I bowed my head obediently. I’d heard similar versions of this speech many times, usually at bedtime when my ears were sleepy and compliant.

“You take it for granted, but it’s your father who allows us to come and go as we please. It wasn’t so long ago that such a thing was considered scandalous for women of our class.”

Having always had this freedom, I wasn’t sure why I should be grateful, but I also knew not to ask more questions.

“Besides,” she said. “Who knows? One day he might consider sending you to school. At last there are rumors of public schools! We’ll see, very soon I hope. With education, what name you carry won’t matter at all.”

I didn’t understand about “public school” but was pleased to know it would counteract the negativity attributed to my namelessness by the beak-tongued woman. I also heard something new in my mother’s voice, and had I known more, I might have recognized it as hunger. My mother had been educated by her mother in both Korean and Chinese writing and reading, and like most yangban women, had studied the classic
Instructions for Women
and the sixteenth-century
Four Books for Women
. She was also teaching me to read and write, but the education she spoke of reached far beyond the morality literature, guidelines for female behavior and the classics she had studied.

“You’ve seen Missionary Gordon at church,” said Mother. “She’s old enough to have been married years ago, but she has the respect of the congregation and is free to go about unescorted, thinking her own thoughts, because of her education.” My mother also told me about a school in Seoul for grown-up women, Ewha College, which the Japanese had allowed to be reopened the previous year. “Things are changing so much that these schools can teach all women, not just yangban daughters, about the higher way of living and our duty not only to our family but to our country.”

Not fully comprehending what she said about the scary American missionary lady or the special place for women, I clearly heard my mother’s admiration and yearning, and as I sewed my tidy stitches and knotted the end of the seam, those feelings grew to be mine.
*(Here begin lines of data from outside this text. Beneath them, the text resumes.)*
PR #4342, opened 2025-10-10
fix: builder accessor method naming conflicts

nated0g:
## Motivation and Context
https://github.com/smithy-lang/smithy-rs/issues/4338

## Description
fixes a couple stray compilation errors in @haydenbaker's PR (https://github.com/smithy-lang/smithy-rs/pull/4341), and adds a test, adds changelog entry

## Testing

Added a test in `FluentClientGeneratorTest.kt` to verify the bug no longer exists

## Checklist

----

### DIFF
--- a/.changelog/fix-builder-accessor-naming.md
+++ b/.changelog/fix-builder-accessor-naming.md
@@ -1,0 +1,9 @@
+---
+applies_to: ["client"]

At bedtime Mother sat beside me, the dim lamp making visible only the soft curve of her cheek, one ear and the shoulder of her white blouse. She told me again that I must honor the long legacy of my father’s lineage and respect the ancestors buried on the mountain behind our estate. After prayers, she related the usual bedtime story of how these ancestors had rested peacefully for 550 years, assured that the Confucian canon governed the family with such constancy that only the seasons changed for the generations who had lived and died in this house. When my
mother told this old story, her silvery clarity sounded like a brook in summer, its stream singing steadily onward, with pebbles, sand and small bits of nature’s debris splashing rhythmically as it rushed through the ages. From this nightly recitation delivered in beloved cadence came my earliest education about the Way.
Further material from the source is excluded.